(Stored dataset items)
-------

PR #1814, opened 2023-11-02
Move `RelatedManager` to `django.db.models.fields.related_descriptors`

### LINKED ISSUE #1454: Add ManyRelatedManager and distinguish from RelatedManager

flaeppe:
Aligns with the module `RelatedManager` is locally declared

## Related issues

Closes #1454


django-stubs/db/models/fields/related_descriptors.pyi
```diff
@@ -86,6 +86,18 @@ class ReverseManyToOneDescriptor:
     def __get__(self, instance: Model, cls: Any = ...) -> type[RelatedManager[Any]]: ...
     def __set__(self, instance: Any, value: Any) -> NoReturn: ...
 
+class RelatedManager(BaseManager[_M], Generic[_M]):
```
intgr, line 90: I think a comment to the fact that this doesn't directly correspond to a runtime class is useful. Feel free to tweak.

```suggestion
# Fake class, Django defines RelatedManager inside a function body
class RelatedManager(BaseManager[_M], Generic[_M]):
```

Would make sense to add the same for `ManyRelatedManager` as well

intgr (approved):
:+1: Makes sense to move it to `related_descriptors` where Django itself defines it.

django-stubs/db/models/fields/related_descriptors.pyi
flaeppe: Am thinking to copy the comment from the `allowlist.txt` where these classes are also present

> 'RelatedManager' does exist and is declared locally, inside a function body

As well as

> 'ManyRelatedManager' does exist and is declared locally, inside a function body

flaeppe: Nvm, that didn't sound so good. Your suggestion reads better

django-stubs/db/models/fields/related_descriptors.pyi
```diff
@@ -86,6 +86,19 @@ class ReverseManyToOneDescriptor:
     def __get__(self, instance: Model, cls: Any = ...) -> type[RelatedManager[Any]]: ...
     def __set__(self, instance: Any, value: Any) -> NoReturn: ...
 
+# Fake class, Django defines 'RelatedManager' inside a function body
+class RelatedManager(BaseManager[_M], Generic[_M]):
```
intgr, line 90: You also changed the base class from `Manager` to `BaseManager`.

I suppose it's more correct (managers *usually* derive from `Manager`, but not always)? But this causes several new inspections in my projects. Seems like something that should be mentioned in release notes.

intgr: Hmm, I think we should export `RelatedManager` and `ManyRelatedManager` classes from `django-stubs-ext` to make their usage more convenient.

Right know if anyone wants to use them in type hints, they have to hide the import behind an `if TYPE_CHECKING:` condition and use quoting for the type, e.g. `blah_set: "RelatedManager[Blah]"`.

flaeppe: I changed base to align the 2 classes. But any of them is probably fine here really.

And yes, I agree, we should export them.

-------

▶ **AIM OF THE TASK**
Every line of the records should be reproduced exactly.

▶ **ANSWER TO THE EXERCISE**
PR #1814, opened 2023-11-02
Move `RelatedManager` to `django.db.models.fields.related_descriptors`

### LINKED ISSUE #1454: Add ManyRelatedManager and distinguish from RelatedManager

flaeppe:
Aligns with the module `RelatedManager` is locally declared

## Related issues

Closes #1454


django-stubs/db/models/fields/related_descriptors.pyi
```diff
@@ -86,6 +86,18 @@ class ReverseManyToOneDescriptor:
     def __get__(self, instance: Model, cls: Any = ...) -> type[RelatedManager[Any]]: ...
     def __set__(self, instance: Any, value: Any) -> NoReturn: ...
 
+class RelatedManager(BaseManager[_M], Generic[_M]):
```
intgr, line 90: I think a comment to the fact that this doesn't directly correspond to a runtime class is useful. Feel free to tweak.

```suggestion
# Fake class, Django defines RelatedManager inside a function body
class RelatedManager(BaseManager[_M], Generic[_M]):
```

Would make sense to add the same for `ManyRelatedManager` as well

intgr (approved):
:+1: Makes sense to move it to `related_descriptors` where Django itself defines it.

django-stubs/db/models/fields/related_descriptors.pyi
flaeppe: Am thinking to copy the comment from the `allowlist.txt` where these classes are also present

> 'RelatedManager' does exist and is declared locally, inside a function body

As well as

> 'ManyRelatedManager' does exist and is declared locally, inside a function body

flaeppe: Nvm, that didn't sound so good. Your suggestion reads better

django-stubs/db/models/fields/related_descriptors.pyi
```diff
@@ -86,6 +86,19 @@ class ReverseManyToOneDescriptor:
     def __get__(self, instance: Model, cls: Any = ...) -> type[RelatedManager[Any]]: ...
     def __set__(self, instance: Any, value: Any) -> NoReturn: ...
 
+# Fake class, Django defines 'RelatedManager' inside a function body
+class RelatedManager(BaseManager[_M], Generic[_M]):
```
intgr, line 90: You also changed the base class from `Manager` to `BaseManager`.

I suppose it's more correct (managers *usually* derive from `Manager`, but not always)? But this causes several new inspections in my projects. Seems like something that should be mentioned in release notes.

intgr: Hmm, I think we should export `RelatedManager` and `ManyRelatedManager` classes from `django-stubs-ext` to make their usage more convenient.

Right know if anyone wants to use them in type hints, they have to hide the import behind an `if TYPE_CHECKING:` condition and use quoting for the type, e.g. `blah_set: "RelatedManager[Blah]"`.

flaeppe: I changed base to align the 2 classes. But any of them is probably fine here really.

And yes, I agree, we should export them.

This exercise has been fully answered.